--- START ---

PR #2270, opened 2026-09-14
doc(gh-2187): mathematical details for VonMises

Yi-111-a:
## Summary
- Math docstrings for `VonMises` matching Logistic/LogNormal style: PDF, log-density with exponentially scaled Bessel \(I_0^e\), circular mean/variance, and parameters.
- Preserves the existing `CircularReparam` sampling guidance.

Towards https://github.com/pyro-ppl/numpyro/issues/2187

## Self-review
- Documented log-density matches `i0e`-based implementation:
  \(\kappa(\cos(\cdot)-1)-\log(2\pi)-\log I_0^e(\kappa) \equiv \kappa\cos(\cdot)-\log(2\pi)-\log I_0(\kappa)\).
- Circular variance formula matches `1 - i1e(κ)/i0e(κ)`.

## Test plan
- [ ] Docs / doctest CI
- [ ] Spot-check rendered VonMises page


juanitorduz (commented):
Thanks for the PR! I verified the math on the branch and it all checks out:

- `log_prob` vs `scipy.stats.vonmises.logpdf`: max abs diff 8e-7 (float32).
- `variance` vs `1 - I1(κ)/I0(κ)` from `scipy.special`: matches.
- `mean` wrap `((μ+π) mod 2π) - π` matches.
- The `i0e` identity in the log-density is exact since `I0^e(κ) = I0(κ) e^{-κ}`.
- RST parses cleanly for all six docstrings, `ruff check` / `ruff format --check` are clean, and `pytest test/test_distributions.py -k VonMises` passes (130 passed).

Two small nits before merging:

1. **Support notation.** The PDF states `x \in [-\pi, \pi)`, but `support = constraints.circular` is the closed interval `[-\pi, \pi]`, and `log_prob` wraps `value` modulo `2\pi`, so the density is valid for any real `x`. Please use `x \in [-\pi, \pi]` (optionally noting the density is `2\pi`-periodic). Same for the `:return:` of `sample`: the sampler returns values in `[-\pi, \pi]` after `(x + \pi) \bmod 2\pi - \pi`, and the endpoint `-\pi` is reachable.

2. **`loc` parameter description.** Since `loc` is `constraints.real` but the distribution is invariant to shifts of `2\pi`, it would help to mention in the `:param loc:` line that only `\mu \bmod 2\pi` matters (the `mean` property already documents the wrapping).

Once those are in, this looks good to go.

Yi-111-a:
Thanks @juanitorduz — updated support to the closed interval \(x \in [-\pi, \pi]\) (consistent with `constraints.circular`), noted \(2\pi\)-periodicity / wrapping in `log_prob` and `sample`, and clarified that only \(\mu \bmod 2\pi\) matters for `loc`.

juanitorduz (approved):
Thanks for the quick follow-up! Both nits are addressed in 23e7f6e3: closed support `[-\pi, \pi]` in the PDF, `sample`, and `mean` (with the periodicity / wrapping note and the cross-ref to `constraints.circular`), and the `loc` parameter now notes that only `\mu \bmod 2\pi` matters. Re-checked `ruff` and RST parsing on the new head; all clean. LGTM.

--- END ---
--- START ---

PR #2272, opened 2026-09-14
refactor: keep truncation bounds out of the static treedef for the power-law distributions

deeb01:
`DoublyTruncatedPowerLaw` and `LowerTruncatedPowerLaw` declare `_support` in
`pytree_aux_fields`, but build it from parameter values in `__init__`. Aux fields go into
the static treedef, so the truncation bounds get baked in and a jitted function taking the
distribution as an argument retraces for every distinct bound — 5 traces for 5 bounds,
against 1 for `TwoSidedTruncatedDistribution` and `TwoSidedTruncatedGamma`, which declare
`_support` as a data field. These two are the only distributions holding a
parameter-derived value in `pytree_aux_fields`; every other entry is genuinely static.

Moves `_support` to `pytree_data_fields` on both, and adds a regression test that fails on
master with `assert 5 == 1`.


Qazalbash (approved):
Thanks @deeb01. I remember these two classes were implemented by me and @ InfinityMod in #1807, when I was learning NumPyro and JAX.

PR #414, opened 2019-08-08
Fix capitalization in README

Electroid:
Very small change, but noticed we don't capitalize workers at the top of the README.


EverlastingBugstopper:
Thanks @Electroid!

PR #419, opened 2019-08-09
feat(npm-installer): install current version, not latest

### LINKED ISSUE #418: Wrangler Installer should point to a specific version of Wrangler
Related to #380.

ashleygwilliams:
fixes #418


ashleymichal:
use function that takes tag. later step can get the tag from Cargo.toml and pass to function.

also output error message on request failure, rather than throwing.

--- END ---
--- START ---

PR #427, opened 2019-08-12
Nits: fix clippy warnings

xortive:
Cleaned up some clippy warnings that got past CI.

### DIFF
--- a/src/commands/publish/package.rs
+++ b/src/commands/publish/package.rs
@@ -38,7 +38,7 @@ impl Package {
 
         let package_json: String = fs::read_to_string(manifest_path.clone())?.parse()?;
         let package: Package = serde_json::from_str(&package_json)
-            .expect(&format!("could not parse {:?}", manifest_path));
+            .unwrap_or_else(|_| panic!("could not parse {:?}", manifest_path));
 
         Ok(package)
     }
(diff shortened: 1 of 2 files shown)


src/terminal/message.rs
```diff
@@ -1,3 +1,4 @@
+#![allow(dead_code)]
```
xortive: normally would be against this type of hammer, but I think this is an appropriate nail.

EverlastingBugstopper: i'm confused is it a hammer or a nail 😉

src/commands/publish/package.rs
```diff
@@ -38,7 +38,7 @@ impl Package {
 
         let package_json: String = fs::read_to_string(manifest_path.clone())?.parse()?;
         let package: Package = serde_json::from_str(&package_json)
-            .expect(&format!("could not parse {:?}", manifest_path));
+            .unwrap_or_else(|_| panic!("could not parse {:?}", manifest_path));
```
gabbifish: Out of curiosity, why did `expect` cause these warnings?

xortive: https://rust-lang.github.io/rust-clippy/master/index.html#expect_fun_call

--- END ---

* [What is expected]: For the word "hammer", return every line of the records that holds it.

* [Expected output]:
xortive: normally would be against this type of hammer, but I think this is an appropriate nail.
EverlastingBugstopper: i'm confused is it a hammer or a nail 😉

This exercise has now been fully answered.